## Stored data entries
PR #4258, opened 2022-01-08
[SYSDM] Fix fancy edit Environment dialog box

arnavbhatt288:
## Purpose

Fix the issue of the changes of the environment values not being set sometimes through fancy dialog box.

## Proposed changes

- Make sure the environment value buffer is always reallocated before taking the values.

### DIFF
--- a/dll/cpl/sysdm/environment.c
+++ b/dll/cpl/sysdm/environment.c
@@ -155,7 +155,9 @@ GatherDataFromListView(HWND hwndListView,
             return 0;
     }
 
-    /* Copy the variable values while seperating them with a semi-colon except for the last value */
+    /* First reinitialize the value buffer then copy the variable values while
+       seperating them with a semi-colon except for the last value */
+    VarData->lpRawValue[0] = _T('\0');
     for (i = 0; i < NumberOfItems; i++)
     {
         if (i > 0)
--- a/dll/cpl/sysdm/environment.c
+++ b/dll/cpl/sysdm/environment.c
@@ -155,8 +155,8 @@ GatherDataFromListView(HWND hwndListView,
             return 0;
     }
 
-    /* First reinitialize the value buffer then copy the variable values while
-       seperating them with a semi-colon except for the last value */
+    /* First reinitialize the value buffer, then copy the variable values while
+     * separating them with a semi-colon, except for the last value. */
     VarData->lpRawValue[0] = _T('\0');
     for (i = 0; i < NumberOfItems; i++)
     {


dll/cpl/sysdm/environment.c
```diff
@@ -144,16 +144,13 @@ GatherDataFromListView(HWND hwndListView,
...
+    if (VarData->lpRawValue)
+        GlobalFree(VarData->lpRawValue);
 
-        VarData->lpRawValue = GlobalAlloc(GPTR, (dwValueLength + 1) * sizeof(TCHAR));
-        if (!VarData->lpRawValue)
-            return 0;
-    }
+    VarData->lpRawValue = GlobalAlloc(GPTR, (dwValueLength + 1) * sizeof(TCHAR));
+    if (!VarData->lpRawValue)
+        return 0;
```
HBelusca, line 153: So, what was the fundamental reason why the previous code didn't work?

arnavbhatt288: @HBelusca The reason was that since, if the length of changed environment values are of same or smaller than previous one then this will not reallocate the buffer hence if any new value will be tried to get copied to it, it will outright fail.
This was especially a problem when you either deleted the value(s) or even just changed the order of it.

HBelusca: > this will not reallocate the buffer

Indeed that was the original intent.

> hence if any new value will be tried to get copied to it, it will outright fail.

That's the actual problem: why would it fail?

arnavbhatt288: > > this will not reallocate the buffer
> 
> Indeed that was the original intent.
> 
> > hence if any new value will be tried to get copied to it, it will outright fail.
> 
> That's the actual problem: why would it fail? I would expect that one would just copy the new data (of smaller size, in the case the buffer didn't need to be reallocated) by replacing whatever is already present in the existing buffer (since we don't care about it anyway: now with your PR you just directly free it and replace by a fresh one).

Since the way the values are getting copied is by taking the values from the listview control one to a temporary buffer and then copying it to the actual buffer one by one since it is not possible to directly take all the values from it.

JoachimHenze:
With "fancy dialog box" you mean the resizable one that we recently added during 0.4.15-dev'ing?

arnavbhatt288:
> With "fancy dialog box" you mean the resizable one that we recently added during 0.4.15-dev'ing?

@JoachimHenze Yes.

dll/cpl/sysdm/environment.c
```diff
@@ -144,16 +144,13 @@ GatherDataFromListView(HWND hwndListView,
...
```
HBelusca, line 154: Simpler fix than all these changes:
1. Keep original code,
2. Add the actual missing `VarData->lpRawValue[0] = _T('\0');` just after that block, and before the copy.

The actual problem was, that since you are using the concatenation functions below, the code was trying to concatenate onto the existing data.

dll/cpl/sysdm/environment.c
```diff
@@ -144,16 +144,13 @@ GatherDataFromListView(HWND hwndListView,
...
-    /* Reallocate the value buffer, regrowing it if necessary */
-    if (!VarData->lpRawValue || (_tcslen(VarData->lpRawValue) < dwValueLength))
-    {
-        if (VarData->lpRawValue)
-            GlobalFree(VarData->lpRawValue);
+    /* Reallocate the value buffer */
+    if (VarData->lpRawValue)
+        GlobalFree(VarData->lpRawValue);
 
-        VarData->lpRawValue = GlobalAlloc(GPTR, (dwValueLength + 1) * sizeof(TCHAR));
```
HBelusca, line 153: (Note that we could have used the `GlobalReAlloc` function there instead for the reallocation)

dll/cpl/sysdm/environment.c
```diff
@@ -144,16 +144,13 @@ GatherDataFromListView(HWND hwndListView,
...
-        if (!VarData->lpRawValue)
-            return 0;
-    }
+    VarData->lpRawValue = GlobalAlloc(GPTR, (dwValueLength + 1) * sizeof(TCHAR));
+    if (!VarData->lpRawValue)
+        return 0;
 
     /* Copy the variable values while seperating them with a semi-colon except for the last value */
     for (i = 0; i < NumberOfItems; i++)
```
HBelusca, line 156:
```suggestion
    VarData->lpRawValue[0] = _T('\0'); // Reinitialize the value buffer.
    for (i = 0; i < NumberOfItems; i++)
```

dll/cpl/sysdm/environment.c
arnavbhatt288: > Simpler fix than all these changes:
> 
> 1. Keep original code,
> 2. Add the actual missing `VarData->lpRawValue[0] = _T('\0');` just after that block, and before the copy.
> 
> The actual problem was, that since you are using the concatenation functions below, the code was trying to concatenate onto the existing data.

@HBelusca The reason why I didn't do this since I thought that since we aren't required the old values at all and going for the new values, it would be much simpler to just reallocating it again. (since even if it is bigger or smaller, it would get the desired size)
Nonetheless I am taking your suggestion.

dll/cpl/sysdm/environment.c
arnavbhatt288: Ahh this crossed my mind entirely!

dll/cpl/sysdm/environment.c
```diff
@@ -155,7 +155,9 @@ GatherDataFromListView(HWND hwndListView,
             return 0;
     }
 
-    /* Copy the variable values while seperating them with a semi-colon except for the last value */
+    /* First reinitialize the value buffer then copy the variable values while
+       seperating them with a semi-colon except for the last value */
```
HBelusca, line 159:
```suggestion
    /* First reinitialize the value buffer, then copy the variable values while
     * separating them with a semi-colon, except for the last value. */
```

## HOW TO COMPLETE THIS TASK
Each line above that includes "Keep" should be shown.

## REPLY TO THE TASK
1. Keep original code,
> 1. Keep original code,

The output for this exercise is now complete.